>>>>
PR #316, opened 2021-11-13
Ignore case for queries in the parser configuration

### LINKED ISSUE #315: [ENH] Support user control over case sensitivity
Some SQL query generators make it difficult to control the upper/lower cases of columns, tables, etc in emitted SQL.

In my use case, I'm trying to avoid modifying a query that uses uppercase column names, where my table was defined w/ lower case column names. It'd be useful to allow a configuration of case sensitivity used in the SQL parsing step. It [looks like](https://stackoverflow.com/questions/55385516/is-it-possible-to-configure-apache-calcite-identifiers-to-be-case-insensitive) this is doable in Calcite.

Test:
```
from dask_sql import Context
import pandas as pd

c = Context()
df = pd.DataFrame({'id': [0, 1]})

c.create_table('test', df)
c.sql("select ID from test")
```
Trace:
```
ParsingException                          Traceback (most recent call last)
/tmp/ipykernel_574321/308482520.py in <module>
      4 df = cudf.DataFrame({'id': [0, 1]})
      5 c.create_table('test', df)
----> 6 c.sql("select ID from test")

~/conda/envs/dsql-dask-main/lib/python3.8/site-packages/dask_sql/context.py in sql(self, sql, return_futures, dataframes)
    434                 self.create_table(df_name, df)
    435 
--> 436         rel, select_names, _ = self._get_ral(sql)
    437 
    438         dc = RelConverter.convert(rel, context=self)

~/conda/envs/dsql-dask-main/lib/python3.8/site-packages/dask_sql/context.py in _get_ral(self, sql)
    772             # if debug is not set.
    773             # Instead, we raise a nice exception
--> 774             raise ParsingException(sql, str(e.message())) from None
    775 
    776         # Internal, temporary results of calcite are sometimes

ParsingException: Can not parse the given SQL: org.apache.calcite.runtime.CalciteContextException: From line 1, column 8 to line 1, column 9: Column 'ID' not found in any table; did you mean 'id'?

The problem is probably somewhere here:

	select ID from test
	       ^^
```

jdye64:
This PR modifies the parser configuration to ensure that case does not matter across queries. This closes #315


jdye64:
One of the tests timed out. Running again. rerun tests

ayushdg:
Do you think that this could use the config options in #286 to expose this as something that can be exposed from the python layer to the java layer. Config options doesn't do this today but other parts of the code such as `create_model` or `create_experiment` allow this. The only difference in those cases is that they are implemented as a custom plugin. I'm not sure how the options could be piped to an existing plugin

jdye64:
> Do you think that this could use the config options in #286 to expose this as something that can be exposed from the python layer to the java layer. Config options doesn't do this today but other parts of the code such as `create_model` or `create_experiment` allow this. The only difference in those cases is that they are implemented as a custom plugin. I'm not sure how the options could be piped to an existing plugin

Sure, I just made the needed changes for that to happen. I just hard coded it to `False` for now but once #286 merges I will make another update to use that higher ConfigurationContainer abstraction.

dask_sql/context.py
```diff
@@ -801,7 +801,18 @@ def _get_ral(self, sql):
         schemas = self._prepare_schemas()
 
         # Now create a relational algebra from that
-        generator_builder = RelationalAlgebraGeneratorBuilder(self.schema_name)
+        ignore_case = self.schema[self.schema_name].config.get_config_by_prefix(
+            "dask.sql.identifier.ignore_case"
```
jdye64, line 805: I am following existing logic here using magic strings but think we should likely move all of the configuration keys to `mappings.py` and add further documentation in a subsequent PR. I am happy to make that PR as well once this one merges. Would prefer to not make that change in this PR since that change effects other codebase areas as well.

jdye64:
rerun tests

dask_sql/context.py
```diff
@@ -800,8 +800,19 @@ def _get_ral(self, sql):
...
-        generator_builder = RelationalAlgebraGeneratorBuilder(self.schema_name)
+        # True if the SQL query should be case sensitive and False otherwise
+        case_sensitive = self.schema[self.schema_name].config.get_config_by_prefix(
+            "dask.sql.identifier.case.sensitive"
+        )
+        case_sensitive = (
+            False
+            if case_sensitive == {}
+            else case_sensitive["dask.sql.identifier.case.sensitive"]
+        )
```
charlesbluca, line 811: Minor simplification:

```suggestion
        case_sensitive = self.schema[self.schema_name].config.get_config_by_prefix(
            "dask.sql.identifier.case.sensitive"
        ).get("dask.sql.identifier.case.sensitive", False)
```

tests/integration/test_select.py
```diff
@@ -80,6 +80,7 @@ def test_select_of_select(c, df):
 
 
 def test_select_of_select_with_casing(c, df):
+    c.set_config(("dask.sql.identifier.case.sensitive", True))
```
charlesbluca, line 83: Was the default behavior of dask-sql before to have case sensitivity be set true? In that case, should that be the option we default to if it's left unspecified? Right now it looks like we would default to false.

tests/integration/test_compatibility.py
```diff
@@ -934,3 +935,16 @@ def test_integration_1():
...
+    c = Context()
+    c.set_config(("dask.sql.identifier.case.sensitive", False))
+    df = pd.DataFrame({"id": [0, 1]})
+
+    c.create_table("test", df)
+
+    try:
+        c.sql("select ID from test")
+    except ParsingException as pe:
+        assert False, f"Queries should be case in-sensitve but raised exception {pe}"
```
charlesbluca, line 950:
```suggestion
        assert False, f"Queries should be case insensitive but raised exception {pe}"
```

dask_sql/context.py
charlesbluca: Also note that depending on the answer to https://github.com/dask-contrib/dask-sql/pull/316#discussion_r764347926 we might want to change the default in the `get` to True.

tests/integration/test_select.py
jdye64: Yeah, probably a good idea

jdye64:
@charlesbluca not sure what is up with CI but seems like everything passed??

charlesbluca:
Looks like gpuCI got hung up on the Docker image pull and timed out; there was an issue opened about this recently in Dask: https://github.com/dask/dask/issues/8465

rerun tests

tests/integration/test_select.py
charlesbluca, line 83: With the default option changed, we should be safe to remove these lines:

```suggestion
```

tests/integration/test_select.py
```diff
@@ -95,6 +96,8 @@ def test_select_of_select_with_casing(c, df):
     expected_df = pd.DataFrame(
         {"AAA": df["a"] + df["b"], "aaa": 2 * df["b"], "aAa": df["a"] - 1}
     )
+
+    c.drop_config("dask.sql.identifier.case.sensitive")
```
charlesbluca, line 100:
```suggestion
```

charlesbluca (commented):
Thanks for the work here @jdye64 😄 just one last comment:

jdye64:
rerun tests

charlesbluca:
rerun tests

charlesbluca (approved):
Thanks for the work here @jdye64! Think the gpuCI failures yesterday may have been related to the AWS outage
<<<<
Your answer should consist of the lines above that hold the word "could", copied exactly.

Do you think that this could use the config options in #286 to expose this as something that can be exposed from the python layer to the java layer. Config options doesn't do this today but other parts of the code such as `create_model` or `create_experiment` allow this. The only difference in those cases is that they are implemented as a custom plugin. I'm not sure how the options could be piped to an existing plugin
> Do you think that this could use the config options in #286 to expose this as something that can be exposed from the python layer to the java layer. Config options doesn't do this today but other parts of the code such as `create_model` or `create_experiment` allow this. The only difference in those cases is that they are implemented as a custom plugin. I'm not sure how the options could be piped to an existing plugin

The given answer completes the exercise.